Model working successfully


#### Perfect!
#### Seems like everything is working properly. 
#### Let's write up our training and validation loop now and watch the training progress.

In [12]:
for p in model.parameters(): # Ensuring model's parameters stay in a range to prevent explosion or vanishing
    if p.dim() > 1:
        nn.init.xavier_uniform_(p)

In [13]:
@torch.no_grad()
def validate():
    model.eval()
    validation_loss = 0 
    count = 0 
    mask = generate_square_subsequent_mask(block_size)
    for batch_idx in range(number_of_batches_val):
        X, y = get_batch('val', batch_idx)
        _, loss = model(X, y, mask)
        validation_loss += loss.item()
        count += 1
    return validation_loss / count 
    

In [None]:
import warnings
warnings.filterwarnings("ignore")

epoch = 100
log_interval = 50
learning_rate = 0.01
eval_iters = 50

optimizer = torch.optim.Adam(model.parameters(), lr=learning_rate, eps=1e-9)
scheduler = torch.optim.lr_scheduler.StepLR(optimizer, 1.0, gamma=0.95)
train_loss = 0
count = 0
best_loss = float('inf')
mask = generate_square_subsequent_mask(block_size)

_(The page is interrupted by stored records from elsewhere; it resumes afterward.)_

PR #3794, opened 2025-06-24
0.12.7rc0

swcurran:
First release candidate for 0.12.7 LTS release. Adds only the LTS publishing job.

### DIFF
--- a/CHANGELOG.md
+++ b/CHANGELOG.md
@@ -2,7 +2,7 @@
 
 ## 0.12.7rc0
 
-### June 24, 2025
+### June 25, 2025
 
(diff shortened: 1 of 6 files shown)


swcurran:
@pradeepp88 -- here is the first RC release.  In doing this, I realize that the publication should only happen for final releases -- not RCs.  This PR will let us test the process, but do we need to update the GHAs to bypass RCs?  Or will that already happen?

Thanks

jamshale:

for epoch in range(epoch):
    print(f"====Epoch {epoch}====")
    for batch_idx in range(number_of_batches_train):

        # sample a batch of data
        X, y = get_batch('train', batch_idx)

        # Validating
        if (batch_idx+1) % eval_iters == 0:
            losses = validate()
            print(f"epoch: {epoch+1}, batch_idx: {batch_idx+1}, train loss: {train_loss/count:.4f}, val loss: {losses:.4f}, lr: {scheduler.get_last_lr()[0]:.6f}")
            if losses < best_loss:
                print("Saving better model")
                torch.save(model.state_dict(), './best_params.pt') # Saving best model parameters
                best_loss = losses
            print("\n")
            scheduler.step()

        model.train()
        # Training
        logits, loss = model(X, y, mask)
        train_loss += loss.item()
        optimizer.zero_grad()
        loss.backward()
        torch.nn.utils.clip_grad_norm_(model.parameters(), 0.5)
        optimizer.step()
        count += 1   

====Epoch 0====
epoch: 1, batch_idx: 50, train loss: 7.6192, val loss: 8.0036, lr: 0.010000
Saving better model


epoch: 1, batch_idx: 100, train loss: 7.3791, val loss: 8.1459, lr: 0.009500


epoch: 1, batch_idx: 150, train loss: 7.2881, val loss: 7.8042, lr: 0.009025
Saving better model


====Epoch 1====
epoch: 2, batch_idx: 50, train loss: 7.1818, val loss: 7.9196, lr: 0.008574


epoch: 2, batch_idx: 100, train loss: 7.1396, val loss: 7.4546, lr: 0.008145
Saving better model


epoch: 2, batch_idx: 150, train loss: 7.1099, val loss: 7.4691, lr: 0.007738


====Epoch 2====
epoch: 3, batch_idx: 50, train loss: 7.0723, val loss: 7.5743, lr: 0.007351


epoch: 3, batch_idx: 100, train loss: 7.0599, val loss: 7.4409, lr: 0.006983
Saving better model


epoch: 3, batch_idx: 150, train loss: 7.0495, val loss: 7.3011, lr: 0.006634
Saving better model


====Epoch 3====
epoch: 4, batch_idx: 50, train loss: 7.0304, val loss: 7.3483, lr: 0.006302


epoch: 4, batch_idx: 100, train loss: 7.0235, val 

#### The losses definitely seem to decrease but only until a point such as around 7.1 for the validation loss. 
#### Our model's architecture definitely is not complex enough with only around 40 million parameters. 
#### However I hope you got to see how we can implement transformers using PyTorch and it's accompanying nn.Transformer module.